Estas obrigações - que são basicamente para os Estados administrantes de territórios não autónomos - são as seguintes (seguindo ainda o Artº. 73º):

- Assegurar, com o devido respeito pela cultura dos povos interessados, o seu progresso político, económico, social e educacional;

- Desenvolver a capacidade destes para governo próprio, tomando em devida conta as suas aspirações políticas e auxiliando-os no desenvolvimento progressivo de instituições políticas livres;

- Estimular o progresso de tais povos, em cooperação com as agências especializadas da ONU;

- Transmitir com regularidade ao Secretário Geral, para fins de informação sujeitas às reservas impostas por considerações de segurança ou de ordem constitucional, informações de carácter estatístico e técnico sobre as condições sócio-económicas e educacionais dos territórios abrangidos pelo sistema e que não estejam compreendidos naqueles a que se aplica o estabelecido nos capítulos XII e XIII da Carta.

Não é difícil verificar a concepção monocultural de cada território sem governo próprio. No fundo, este capítulo é uma actualização do nº. 1 do Artº. 22º do Pacto da Sociedade das Nações, que se referia a “(...) territórios (...) habitados por povos ainda incapazes de se dirigirem por si próprios nas condições particularmente difíceis do mundo moderno. O bem estar e o desenvolvimento desses povos constituem a missão sagrada de civilização (...)”, e que vem na sequência lógica do Artº. 11º da Convenção de Saint-Germain-en-Laye (1). Esta última, como revisão do Acto Geral de Berlim, articula-se logicamente com o espírito do mesmo.

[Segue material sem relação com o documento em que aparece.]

PR #20661, opened 2025-09-13
Fix IfExpr then branch suggest

A4-Tacks:
- And add logic operation suggest

Example
---
In the old implementation, it always suggested conditions,
this is a lot of noise, e.g `contract_checks()~(use std::intrinsics::contract_checks) const fn() -> bool`

```rust
fn foo() {
    if true {
        c$0
    }
}
```


ShoyuVanilla (approved):
Thanks!

ShoyuVanilla:
Looks like the tests have failed because of other merged PRs

PR #20673, opened 2025-09-16
Add break value completion support

### LINKED ISSUE #19817: Completion `break` value in `loop`
```rust
fn main() {
    let _: i32 = loop {
        brea$0
    };
}
```

Similar `return $0;` / `return;`

**Expect**:

```rust
fn main() {
    let _: i32 = loop {
        break $0;
    };
}
```

**Currently**:

```rust
fn main() {
    let _: i32 = loop {
        break;
    };
}
```

A4-Tacks:
Close #19817

```rust
fn foo() -> i32 {
    loop {
        $0
    }
}
```

**Before this PR**:

```rust
fn foo() -> i32 {
    loop {
        break;
    }
}
```

**After this PR**:

```rust
fn foo() -> i32 {
    loop {
        break $0;
    }
}
```


crates/ide-completion/src/context/analysis.rs
```diff
@@ -1854,7 +1860,7 @@ fn is_in_token_of_for_loop(path: &ast::Path) -> bool {
     .unwrap_or(false)
 }
 
-fn is_in_breakable(node: &SyntaxNode) -> BreakableKind {
+fn is_in_breakable(node: &SyntaxNode) -> (BreakableKind, Option<SyntaxNode>) {
```
ShoyuVanilla: `(BreakableKind, Option<SyntaxNode>)` feels a bit awkward to me, as `.1` is always `None` for `BreakableKind::None` and otherwise `Some`. How about removing the enum variant `BreakableKind::None` and returning `Option<(BreakableKind, SyntaxNode)>` instead?

A4-Tacks: Okay

PR #20681, opened 2025-09-17
Fix indent for trait_impl_redundant_assoc_item

A4-Tacks:
Example
---
```rust
trait Foo {
}
impl Foo for () {
    $0fn foo<T: Copy>(&self);
}
```

**Before this PR**:

```rust
trait Foo {
    fn foo<T>(&self)
where
    T: Copy,;
}
impl Foo for () {
    fn foo<T: Copy>(&self);
}
```

**After this PR**:

```rust
trait Foo {
    fn foo<T>(&self)
    where
        T: Copy,;
}
impl Foo for () {
    fn foo<T: Copy>(&self);
}
```


crates/stdx/src/lib.rs
```diff
@@ -214,6 +215,29 @@ pub fn trim_indent(mut text: &str) -> String {
         .collect()
 }
 
+/// Indent non empty lines, including the first line
+#[must_use]
+pub fn indent_string<'a, S>(s: S, indent_level: u8) -> Cow<'a, str>
```
ChayimFriedman2: Doesn't need to be generic, please take `&str`.

ChayimFriedman2: Also given this only returns `Cow::Borrowed` when `indent == 0` or `s.is_empty()`, I believe there is no reason to use `Cow`.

No preâmbulo do Acto Geral de Berlim, refere-se a preocupação de aumentar “(...) o bem estar moral e material das populações indígenas (...)” e, no seu Artº. 6º, é mencionado o compromisso de “(...) velar pela conservação das populações indígenas e pelo melhoramento das suas condições morais e materiais (...)”, bem como proteger e favorecer, sem distinções, “(...) todas as instituições e obras religiosas, científicas ou de caridade, criadas e organizadas para estes fins, ou que visem a instruir os indígenas e fazer-lhes compreender e apreciar as vantagens da civilização(...)”; repare-se, a civilização ocidental. Salienta-se, ainda, o Artº. 35º, onde as potências signatárias reconheciam a obrigação de assegurar “(...) uma autoridade suficiente para fazer respeitar os direitos adquiridos e eventualmente a liberdade de comércio e de trânsito (...)”.

Constata-se que tanto o articulado do Acto Geral de Berlim, das Convenções de Saint-Germain-en-Laye, do Pacto da Sociedade das Nações e da própria Carta das Nações Unidas vêm na sequência lógica e doutrinal (ressalvando, embora, o percurso histórico) do pensamento de Francisco de Vitória (1480-1546). O teólogo pressupunha oito títulos para o direito de conquista e de colonização, ressaltando deles um etnocentrismo cultural, onde se subentendia a imposição do direito do colonizador (2).

A colonização dos territórios conduziu ao confronto entre os sistemas jurídicos do colonizador e do aborígene. Segundo Narana Coissoró, podemos considerar dois sistemas jurídicos que foram balizar os sistemas locais: o sistema britânico e o sistema latino.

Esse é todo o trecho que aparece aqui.